▶ **Your objective**
Transcribe the data below verbatim from the line with "inputStream = getInputStream(connection);" to the line with "PR #649, opened 2020-04-01". Include both of those lines.

▶ **Supplied records**
============

PR #642, opened 2020-02-28
LIB-1574: Double-check that input stream is closed…

### LINKED ISSUE #588: Connection Resource Leak
We are seeing this in the logs with version 4.3.0:
W/OkHttpClient: A connection to https://api.segment.io/ was leaked. Did you forget to close a response body?

There's a resource leak somewhere in the Segment library.

There is also a community thread about this:
https://community.segment.com/t/y7lyfk/a-connection-to-httpsapi-segment-io-was-leaked

Thanks!

bsneed:
- Ensure that input stream is closed on a failure.  This appears to be a known issue with HttpURLConnection.
- Was not able to reproduce said issue, but this seems to follow community guidance in resolving the problem.
- Best attempt to fix #588

### DIFF
--- a/analytics/src/main/java/com/segment/analytics/Client.java
+++ b/analytics/src/main/java/com/segment/analytics/Client.java
@@ -58,7 +58,9 @@ class Client {
           if (responseCode >= 300) {
             String responseBody;
             try {
-              responseBody = readFully(getInputStream(connection));
+              InputStream inputStream = getInputStream(connection);
+              responseBody = readFully(inputStream);
+              inputStream.close();
             } catch (IOException e) {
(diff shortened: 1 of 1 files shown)


aultimus:
Were we seeing some errors which prompted this change?
When I try and navigate to https://segment.atlassian.net/browse/LIB-1547 i seem to get redirected to a SRC ticket?
Is it possible for you to link to aforementioned community guidance?
Have you tested this change?

bsneed:
The ticket number was initially transposed, fixed in the description.  Community guidance was seeing the fixes made in Github by others addressing the problem and using HttpURLConnection in a similar way.  Unit tests cover this change.

PR #649, opened 2020-04-01
Reproduce Lifecyce issue

Sloy:
This PR reproduces an issue with lifecycle detection when initializing the Segment SDK lazily (i.e. in an Activity instead of the Application object).

To summarize, the first `Application Opened` event is never triggered. After that, **every time** a new Activity is opened we see Segment sends an `Application Backgrounded` and an `Application Opened` event.

We opened a support ticket with more details: https://segment.zendesk.com/hc/requests/376494

DO NOT MERGE

### DIFF
--- a/analytics-samples/analytics-sample/build.gradle
+++ b/analytics-samples/analytics-sample/build.gradle
@@ -32,6 +32,9 @@ dependencies {
   implementation project(':analytics')
   implementation project(':analytics-wear')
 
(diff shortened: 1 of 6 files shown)


prayansh:
@Sloy thanks for the PR, really helpful in tackling the issue.

Sloy:
I'm glad it helped :)
And thank you for the actual fix!

PR #618, opened 2019-07-05
Migrate to AndroidX

mbernier85:
* First I updated to latest android sdk version 28
* Updated Java to compile with version 8 bytecode
* Then run migration to AndroidX

The goal is to allow user of the library to disable Jetifier

The only library causing issues here was the Annotation lib

I also updated Butterknife to 10, so it can use AndroidX

Some test lib were also updated in the migration

PR #658, opened 2020-05-10
Update project to AndroidX

lordcodes:
- Update to use AndroidX instead of the support library.
- Wear sample needed to use AndroidX Wear which is minimum API 23, however, this is only for the sample, it doesn't affect the actual wear library dependency.
- Update test/sample dependencies to latest versions.
- Update to latest Gradle version, Android Studio 3.6 Gradle plugin and compile using Android API 29.

Samples tested, all tests ran locally. Circle CI checks don't seem to appearing in the PR, so could a project maintainer let me know if I need to do anything for that.

There is already another PR (#618) to update to AndroidX, however, it has gone stale for a while.


analytics-samples/analytics-sample/src/main/java/com/segment/analytics/sample/SampleApp.java
```diff
@@ -37,10 +39,14 @@
   public void onCreate() {
     super.onCreate();
 
-    CalligraphyConfig.initDefault(
-        new CalligraphyConfig.Builder()
-            .setDefaultFontPath("fonts/CircularStd-Book.otf")
-            .setFontAttrId(R.attr.fontPath)
+    ViewPump.init(
```
chrisjenx, line 42: Oh cool, didn't know you still use this 👍

bsneed:
Wow @lordcodes; thanks so much for this!!!!

chrisjenx:
awesome thanks @lordcodes!

lordcodes:
@bsneed I mentioned in the PR description that it didn't look like the PR was running CI properly. It looks liked Circle CI only ran after you merged the PR, which failed due to an issue with test coverage.

Is having test coverage enabled crucial for you? It looks like there are issues with it, I have tried investigating why. It looks like the JaCoCo plugin the project uses has a task to generate the report that is failing:

```
Execution failed for task ':analytics:createDebugAndroidTestCoverageReport'.
> java.io.IOException: No coverage data to process in directories [PROJECT_DIR/analytics/build/outputs/code_coverage/debugAndroidTest/connected]
```

Issue #657, opened 2020-05-05
using trackDeepLinks() Validate if the intent has data to avoid an NPE


pjcyber:
The SDK is assuming if the activity has an intent it must have an URL associated. with is a wrong assumption considering activities can be launched using intent for simple data.

https://github.com/segmentio/analytics-android/blob/a9fefda981bd67e4b151f1e466e3113fdb866f00/analytics/src/main/java/com/segment/analytics/AnalyticsActivityLifecycleCallbacks.java#L101

prayansh:
@pjcyber #663 should fix this issue. Thanks for reporting

PR #663, opened 2020-05-28
Catch null intent data

niallzato:
**What does this PR do?**
When trackdeeplinks is enabled, this can result in a null pointer exception as getData() can return null while intent does not. 

**Any background context you want to provide?**
Fix for following issue: https://github.com/segmentio/analytics-android/issues/657

### DIFF
--- a/analytics/src/test/java/com/segment/analytics/AnalyticsTest.java
+++ b/analytics/src/test/java/com/segment/analytics/AnalyticsTest.java
@@ -1181,6 +1181,72 @@ public class AnalyticsTest {
   }
 
   @Test
+  public void trackDeepLinks_nullData() {
+    Analytics.INSTANCES.clear();
+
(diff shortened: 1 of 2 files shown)


analytics/src/test/java/com/segment/analytics/AnalyticsTest.java
```diff
@@ -1180,6 +1180,72 @@ protected boolean matchesSafely(TrackPayload payload) {
...
+    Activity activity = mock(Activity.class);
+
+    Intent intent = mock(Intent.class);
+
+    when(activity.getIntent()).thenReturn(intent);
+    when(intent.getData()).thenReturn(null);
+
+    callback.get().onActivityCreated(activity, new Bundle());
+
+    verify(integration, never())
```
prayansh, line 1238: is the intention here to check if no interactions have occurred with the `integration` object or just this specific interaction?

prayansh:
closes #657

PR #664, opened 2020-05-28
Add support for Destination Middleware

prayansh:
## Summary
This PR implements destination specific middleware that function similar to source middleware, but instead run only for the specified integration.
These can be configured via the `Analytics.Builder`.
Example
```java
builder
    .useDestinationMiddleware("Segment.io",
      new Middleware() {
          @Override
          public void intercept(Chain chain) {
            // ...transform payload
            chain.proceed(chain.payload()); // send new payload to the chain
          }
    )
```

This PR also deprecates `middleware` for `sourceMiddleware` which are middleware that run for all integrations.

Ref: LIBMOBILE-38

## Test Cases
- single destination middleware runs (`DestinationMiddlewareTest.middlewareRuns`)
- destination middleware only runs for specified destination (`DestinationMiddlewareTest.middlewareDoesNotRunForOtherIntegration`)
- same middleware can be used for multiple integrations (`DestinationMiddlewareTest.middlewareWillRunForMultipleIntegrations`)
- Middleware can drop event for specified integration
(`DestinationMiddlewareTest.middlewareCanShortCircuit`)
- Middleware can chain
(`DestinationMiddlewareTest.middlewareCanChain`)
- Middleware can transform the payload
(`DestinationMiddlewareTest.middlewareCanTransform`)


analytics/src/main/java/com/segment/analytics/IntegrationOperation.java
```diff
@@ -154,141 +159,159 @@ public String toString() {
...
+    Middleware.Chain chain = new MiddlewareChainRunner(0, payload, middleware, callback);
+    chain.proceed(payload);
   }
 
-  static IntegrationOperation group(final GroupPayload groupPayload) {
+  /**
+   * Integration Operation for a Segment Event (track | identify | alias | group | screen) Operation
+   * runs destination middleware for given integration before sending to the desired integration
+   */
+  static IntegrationOperation segmentEvent(
```
prayansh, line 184: cant think of a better name 😓

analytics/src/main/java/com/segment/analytics/internal/Utils.java
```diff
@@ -235,6 +235,7 @@ public static String assertNotNullOrEmpty(String text, @Nullable String name) {
   /** Returns an immutable copy of the provided map. */
   @NonNull
   public static <K, V> Map<K, V> immutableCopyOf(@NonNull Map<K, V> map) {
+    // TODO (major version change) change this out to allow @Nullable input and guard against it
```
prayansh, line 238: ideally this would become 
```
@NonNull
  public static <K, V> Map<K, V> immutableCopyOf(@Nullable Map<K, V> map) {
    if (isNullOrEmpty(map)) {
      return Collections.emptyMap();
    }
    return Collections.unmodifiableMap(new LinkedHashMap<>(map));
  }
```
but dont wanna do a breaking change in this version.

analytics/src/test/java/com/segment/analytics/IntegrationOperationTest.java
```diff
@@ -361,4 +366,44 @@ public void eventPlanOverridesSchemaDefault() throws IOException {
                 + "}"));
     verify(integration, never()).track(payload);
   }
+
+  @Test
```
prayansh, line 370: These tests have nothing to do with destination middleware, but felt good to have as unit tests

analytics/src/main/java/com/segment/analytics/Analytics.java
```diff
@@ -1255,16 +1253,51 @@ public Builder trackDeepLinks() {
...
+     */
     public Builder middleware(Middleware middleware) {
+      return useSourceMiddleware(middleware);
+    }
+
+    /**
+     * Add a {@link Middleware} custom source middleware. This will be run before sending to all
+     * integrations
+     */
+    public Builder useSourceMiddleware(Middleware middleware) {
```
prayansh, line 1268: drop-in replacement for `middleware`

bsneed: *perfect*

analytics/src/main/java/com/segment/analytics/IntegrationOperation.java
```diff
@@ -154,141 +159,159 @@ public String toString() {
...
       @Override
-      public void run(String key, Integration<?> integration, ProjectSettings projectSettings) {
-        if (isIntegrationEnabled(groupPayload.integrations(), key)) {
-          integration.group(groupPayload);
-        }
+      void run(String key, Integration<?> integration, ProjectSettings projectSettings) {
+        List<Middleware> applicableMiddleware = getMiddlewareList(destinationMiddleware, key);
+        runMiddlewareChain(
+            payload,
+            applicableMiddleware,
```
bsneed, line 192: the isIntegrationEnabled bit that seems to have been removed here seems like it might be important.  If an integration is disabled on segment.com, there's no need to run it's middleware right?

bsneed: never mind, I see it down below.  however, it's repeated.  seems like that could be placed here instead and checked once?

analytics/src/main/java/com/segment/analytics/internal/Utils.java
bsneed: 👍

bsneed: Might be good to leave that in the TODO comment in the code itself as well.

analytics/src/main/java/com/segment/analytics/IntegrationOperation.java
bsneed: I don't have any better ideas. :(

PR #667, opened 2020-06-05
Use AndroidX lifecycle functions for App Fore/Backgrounded

prayansh:
## Summary
Use `androidx.lifecycle` methods to fire `Application Backgrounded | Application Foregrounded` track calls when `trackApplicationLifecycleEvents=true`.
This feature allows us to load Segment Analytics "lazily" via an Activity rather than via the Application and still hook into all the lifecycle methods. This is due to the fact that `AnalyticsActivityLifecycleCallbacks.onCreate` gets called even if Analytics is loaded after the `Application.onCreate`.
The Lifecycle methods are also the recommended method of determining if an application is foregrounded/backgrounded.

## Test Plan
- `Application Backgrounded | Application Foregrounded` are sent when app starts. (Segment initialized via Application)
- `Application Backgrounded | Application Foregrounded` are sent when app starts. (Segment initialized via Activity)
- `Application Installed` are sent when app starts. (Segment initialized via Application)
- `Application Installed` are sent when app starts. (Segment initialized via Activity)

### DIFF
--- a/analytics/build.gradle
+++ b/analytics/build.gradle
@@ -6,7 +6,6 @@ apply from: rootProject.file('gradle/android.gradle')
 dependencies {
   api rootProject.ext.deps.supportAnnotations
 
-//  implementation 'androidx.lifecycle:lifecycle-extensions:2.2.0'
   implementation 'androidx.lifecycle:lifecycle-process:2.2.0'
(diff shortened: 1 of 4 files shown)


prayansh:
Closes #649

PR #673, opened 2020-07-22
Converted LoggerTest to Kotlin

Jessica-Kuo:
Fixed styling on some functions


analytics/src/test/java/com/segment/analytics/LoggerTest.kt
```diff
@@ -0,0 +1,128 @@
...
+        Assertions.assertThat(ShadowLog.getLogs())
+                .containsExactly(
+                       LogItemBuilder()
+                                .type(Log.VERBOSE)
+                                .msg("some message with an argument")
+                                .build())
+    }
+
+    @Test
+    fun debugMessagesShowInLog(){
```
migs647, line 40: Nitpick: Try and keep your style and spacing consistent. In this case there should be a space between ) and {

`fun debugMessagesShowInLog() {`

analytics/src/test/java/com/segment/analytics/LoggerTest.kt
```diff
@@ -0,0 +1,128 @@
...
+        Assertions.assertThat(ShadowLog.getLogs())
+                .containsExactly(
+                LogItemBuilder()
+                        .type(Log.DEBUG)
+                        .msg("some message with an argument")
+                        .build())
+    }
+
+    @Test
+    fun infoMessagesShowInLog(){
```
migs647, line 54: Same nit as above

analytics/src/test/java/com/segment/analytics/LoggerTest.kt
```diff
@@ -0,0 +1,128 @@
...
+                .containsExactly(
+                LogItemBuilder()
+                        .type(Log.INFO)
+                        .msg("some message with an argument")
+                        .build())
+    }
+
+    @Test
+    @Throws
+    fun errorMessagesShowInLog(){
```
migs647, line 69: Same nit as above

analytics/src/test/java/com/segment/analytics/LoggerTest.kt
```diff
@@ -0,0 +1,128 @@
...
+                LogItemBuilder()
+                        .type(Log.ERROR)
+                        .throwable(throwable)
+                        .msg("some message with an argument")
+                        .build())
+    }
+
+    @Test
+    @Throws
+    fun subLog(){
```
migs647, line 85: Same nit as above

analytics/src/test/java/com/segment/analytics/LoggerTest.kt
```diff
@@ -0,0 +1,128 @@
...
+
+        Assertions.assertThat(ShadowLog.getLogs()).containsExactly(
+                LogItemBuilder()
+                        .tag("Analytics-foo")
+                        .type(Log.DEBUG)
+                        .msg("some message with an argument")
+                        .build())
+    }
+
+    class LogItemBuilder{
```
migs647, line 98: Same nit as above. `class LogItemBuilder {`

analytics/build.gradle
```diff
@@ -30,7 +31,12 @@ dependencies {
   // with Android.
   //noinspection GradleDependency
   testImplementation 'org.assertj:assertj-core:1.7.1'
+  implementation "androidx.core:core-ktx:+"
```
egor-n, line 34: Should the dependencies be pinned to a specific version instead? This way there are no surprises when the API changes in the new updates.

Also, it seems like this dependency isn't actually required right now.

PR #674, opened 2020-07-23
Converted PropertiesTest and TraitsTest to Kotlin

Jessica-Kuo:


prayansh:
Since we r migrating tests, one good thing to add here would be screenshots showing that coverage hasnt decreased. Maybe like a before and after state.

Jessica-Kuo:
Right, that would be a quick way to show the tests produce the same results. I'll get screenshots of the test results from running the tests in Java and then running them with these files.

migs647:
Also, lets create a new Pull Request so we don't keep adding changes building the changes up that have already been merged.

build.gradle
```diff
@@ -1,5 +1,6 @@
 buildscript {
-  repositories {
+    ext.kotlin_version = '1.3.72'
```
prayansh, line 2: can we move this here? https://github.com/segmentio/analytics-android/blob/master/build.gradle#L47

would make sense to have all the configs together

PR #675, opened 2020-07-24
converted properties and traits test to kotlin

Jessica-Kuo:


Jessica-Kuo:
propertiesTest kt-coverage
traitsTest kt-coverage

I had deleted the java files before saving their coverage reports but I'll be sure to save coverage reports of future tests!

Jessica-Kuo:
OptionsTest.java coverage:
optionsTest java-coverage

OptionsTest.kt coverage:
optionsTest kt-coverage

StatsTest.java coverage:
statsTest kt-coverage

StatsTest.kt coverage:
statsTest java-coverage

prayansh:
i should have been more clear 😅 . Can u screenshot the test coverage for the individual files that these tests are unit testing. So for example: OptionsTest.kt -> show Options.java coverage.

Jessica-Kuo:
StatsTest.java:
StatsTest-j

StatsTest.kt:
StatsTest-kotlin

OptionsTest.java:
OptionsTest-j

OptionsTest.kt:
OptionsTest-kotlin

analytics/src/test/java/com/segment/analytics/PropertiesTest.kt
```diff
@@ -0,0 +1,179 @@
...
+    var properties: Properties? = null
+
+    @Before
+    fun setUp() {
+        properties = Properties()
+    }
+
+    @Test
+    fun revenue() {
+        properties?.putRevenue(3.14)
```
prayansh, line 18: is there a way to get rid of these `?` since we know in this test scenario that Properties is never null?

analytics/src/test/java/com/segment/analytics/OptionsTest.kt
```diff
@@ -0,0 +1,71 @@
...
+        } catch(expected: IllegalArgumentException){
+            Assertions.assertThat(expected)
+                    .hasMessage("Segment integration cannot be enabled or disabled.")
+        }
+    }
+
+    @Throws(Exception::class)
+    @Test
+    fun setIntegration() {
+        options?.setIntegration("Mixpanel", true)
```
prayansh, line 36: same comment here

analytics/src/test/java/com/segment/analytics/StatsTest.kt
```diff
@@ -0,0 +1,114 @@
...
+import org.junit.Test
+import org.junit.runner.RunWith
+import org.robolectric.RobolectricTestRunner
+import org.robolectric.annotation.Config
+import java.io.IOException
+
+@RunWith(RobolectricTestRunner::class)
+@Config(manifest = Config.NONE)
+class StatsTest {
+    private var stats: Stats? = null
```
prayansh, line 16: same comment here. Is there a way to use `Stats` instead of `Stats?`. In these test scenarios we can confirm that this object is never null so this verbosity is kinda off-putting

PR #1917, opened 2026-06-03
feat(privacy): implement deterministic SHA-256 config structure hasher

abdulbeast4-creator:
## Description

Adds `hashConfigStructure(configObject)` to `src/utils/privacy/configHasher.js` — generates a deterministic SHA-256 fingerprint of a config object for cache invalidation, change detection, and consent-state versioning.

**Normalisation:** top-level keys are sorted alphabetically before hashing so that `{b:2,a:1}` and `{a:1,b:2}` always produce the same digest.

**Safe-fallback:** `null` / `undefined` / non-object / empty object → `""`

---

## 📌 Impact Map (Required)

- Routes touched: [x] None — utility layer only
- API / schema / type changes: [x] None
- Cache keys touched: [x] None
- Mobile parity impacts: [x] None — pure Node.js (`node:crypto`)
- Docs updated: [x] None — contract documented in JSDoc
- Verification: [x] `node src/utils/privacy/configHasher.test.js`

---

- [x] **Web**: importable by any Next.js API route or server action
- [ ] iOS / Android: N/A

---

## 🧪 Testing — 22/22 assertions, exit code 0

```
$ node src/utils/privacy/configHasher.test.js

[Suite 1] Key-order independence — insertion order must not affect hash
  PASS  {b, a} and {a, b} produce identical hashes
  PASS  three-key object: all six insertion permutations yield the same hash
  PASS  realistic consent-config object is order-independent

[Suite 2] Determinism — repeated calls always return the same digest
  PASS  five consecutive calls on the same object return identical hashes

[Suite 3] Value sensitivity — any data change alters the digest
  PASS  changing a value produces a different hash
  PASS  changing a key name produces a different hash
  PASS  adding an extra key produces a different hash
  PASS  removing a key produces a different hash
  PASS  boolean vs numeric value produces a different hash
  PASS  null value vs missing key produces a different hash

[Suite 4] Output format — valid SHA-256 hex digest
  PASS  output is a string of exactly 64 characters
  PASS  output contains only lowercase hex characters [0-9a-f]
  PASS  two distinct configs produce hashes of equal length (64 chars each)

[Suite 5] Nested objects — top-level sort does not affect nested key order
  PASS  two top-level configs with identical nested data hash identically

[Suite 6] Bad-input boundaries → empty string without throwing
  PASS  null → ""
  PASS  undefined → ""
  PASS  empty object {} → ""
  PASS  array input → ""
  PASS  string input → ""
  PASS  number input → ""
  PASS  boolean input → ""
  PASS  function input → ""

[PASS] All 22 assertions passed. Config structure hasher contract fully verified.

Exit code: 0
```

|---|---|---|
| 1 — Key-order independence | 3 | 2-key swap, all 6 permutations of 3-key object, realistic consent config |
| 2 — Determinism | 1 | Five back-to-back calls return identical digests |
| 3 — Value sensitivity | 6 | Value change, key rename, add key, remove key, bool vs int, null vs absent |
| 4 — Output format | 3 | 64-char length, lowercase hex regex, equal length for distinct configs |
| 5 — Nested key order | 1 | Top-level sort doesn't disturb nested structure |
| 6 — Bad-input safety | 8 | `null`/`undefined`/`{}`/array/string/number/boolean/function |

- [x] `Signed-off-by` trailer present (`git commit -s`)
- [x] **1 commit · 2 files · based on current `main`** — zero stacked diff
- [x] Zero external dependencies — uses only `node:crypto` (native)

### DIFF
--- a/src/utils/privacy/configHasher.js
+++ b/src/utils/privacy/configHasher.js
@@ -1,0 +1,60 @@
+"use strict";
+
+const crypto = require("node:crypto");
+
+/**
+ * hashConfigStructure(configObject)
+ *
+ * Generates a deterministic SHA-256 hex fingerprint of a config object by
+ * normalising top-level key order before hashing.  Two objects with
+ * identical key-value pairs but different insertion orders will always
+ * produce the same hash, making this safe for cache invalidation, change
+ * detection, and consent-state versioning.
+ *
+ * Normalisation:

============

▶ **Exercise result**
+              InputStream inputStream = getInputStream(connection);
+              responseBody = readFully(inputStream);
+              inputStream.close();
             } catch (IOException e) {
(diff shortened: 1 of 1 files shown)


aultimus:
Were we seeing some errors which prompted this change?
When I try and navigate to https://segment.atlassian.net/browse/LIB-1547 i seem to get redirected to a SRC ticket?
Is it possible for you to link to aforementioned community guidance?
Have you tested this change?

bsneed:
The ticket number was initially transposed, fixed in the description.  Community guidance was seeing the fixes made in Github by others addressing the problem and using HttpURLConnection in a similar way.  Unit tests cover this change.

PR #649, opened 2020-04-01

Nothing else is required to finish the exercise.